- Education: Sheffield Hallam University
- Scientific career
- Fields: Taste and texture of foods
- Workplaces: University of Nottingham, Massey University
- Thesis: Cheddar cheese : Its texture, chemical composition and rheological properties (1997);

= Joanne Hort =

New Zealand food science academic

Joanne Hort is a New Zealand food science academic, and as of 2019 is a full professor at the Massey University and holds the 'Fonterra Riddet Chair in Consumer and Sensory Science'.

==Academic career==

After a 1997 PhD titled 'Cheddar cheese : Its texture, chemical composition and rheological properties' at the Sheffield Hallam University, Hort moved to University of Nottingham, rising to full professor. Hort then moved to Massey University, where she currently (2019) teaches.

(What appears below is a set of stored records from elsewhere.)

PR #1356, opened 2022-01-31
feat: Quote reply to thread messages

szuperaz:
# Submit a pull request

### 🎯 Goal

### 🛠 Implementation details

### 🎨 UI Changes

_Add relevant screenshots_

Stream-chat-css changes: https://github.com/GetStream/stream-chat-css/pull/37

### DIFF
--- a/src/components/Channel/Channel.tsx
+++ b/src/components/Channel/Channel.tsx
@@ -582,7 +582,7 @@ const ChannelInner = <
       id,
       mentioned_users: mentions,
       parent_id,
-      quoted_message_id: quotedMessage?.id,
+      quoted_message_id: parent_id === quotedMessage?.parent_id ? quotedMessage?.id : undefined,
       text,
       ...customMessageData,
     } as Message<At, Me, Us>;
@@ -604,7 +604,7 @@ const ChannelInner = <
         });
       }
 
-      if (quotedMessage) setQuotedMessage(undefined);
+      if (quotedMessage && parent_id === quotedMessage?.parent_id) setQuotedMessage(undefined);
     } catch (error) {
       // error response isn't usable so needs to be stringified then parsed
       const stringError = JSON.stringify(error);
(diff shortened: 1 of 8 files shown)


src/components/Channel/channelState.ts
```diff
@@ -178,6 +178,7 @@ export const channelReducer = <
       const { channel, message } = action;
       return {
         ...state,
+        quotedMessage: undefined,
```
szuperaz, line 181: I'd like to deselect quoted message if a thread is opened, but that didn't work with this code

szuperaz: also tried `setQuotedMessage` in `Channel.tsx` but no luck with that

ambaldwin: Hi Zita - we shouldn't need to reset this value within the reducer because the handle function to 'Reply' only sets that local state variable using [setQuotedMessage](https://github.com/GetStream/stream-chat-react/blob/develop/src/components/MessageActions/MessageActionsBox.tsx#L157). I was able to get everything to correctly update by adding `setQuotedMessage(undefined)` within the `openThread` method in `Channel.tsx`. This correctly updates the `ChannelStateContextValue`. Let me know if you're seeing differently or if I misunderstood your intent.

szuperaz: Thanks, I moved the logic to the `Channel.tsx`, but that prompted another question (see my other comment)

src/components/Channel/Channel.tsx
```diff
@@ -687,6 +687,13 @@ const ChannelInner = <
     event: React.BaseSyntheticEvent,
   ) => {
     event.preventDefault();
+    // This is the desired behavior I want to achieve
```
szuperaz, line 690: I don't understand why quoted message is undefined here, despite having a message selected for quote reply, can you also help with this?

ambaldwin: Hmm, I see this - I did some poking around, and I'm not sure either. Maybe @petyosi can assist?

szuperaz:
@petyosi was able to fix the issue, @ambaldwin I also updated @stream-io/stream-chat-css version, let me know if I should also update the version somewhere else in the code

Hort's research focuses on the taste and texture of foods, particularly dairy products.

== Selected works ==
- Kemp, Sarah E., Tracey Hollowood, and Joanne Hort. Sensory evaluation: a practical handbook. John Wiley & Sons, 2011.
- Hort, Joanne, and Geoff Le Grys. "Developments in the textural and rheological properties of UK Cheddar cheese during ripening." International Dairy Journal 11, no. 4-7 (2001): 475–481.
- Bayarri, Sara, Andrew J. Taylor, and Joanne Hort. "The role of fat in flavor perception: effect of partition and viscosity in model emulsions." Journal of agricultural and food chemistry 54, no. 23 (2006): 8862–8868.
- Hort, Joanne, and Tracey Ann Hollowood. "Controlled continuous flow delivery system for investigating taste− aroma interactions." Journal of Agricultural and Food Chemistry 52, no. 15 (2004): 4834–4843.
- Marciani, Luca, Johann C. Pfeiffer, Joanne Hort, Kay Head, Debbie Bush, Andy J. Taylor, Robin C. Spiller, Sue Francis, and Penny A. Gowland. "Improved methods for fMRI studies of combined taste and aroma stimuli." Journal of neuroscience methods 158, no. 2 (2006): 186–194.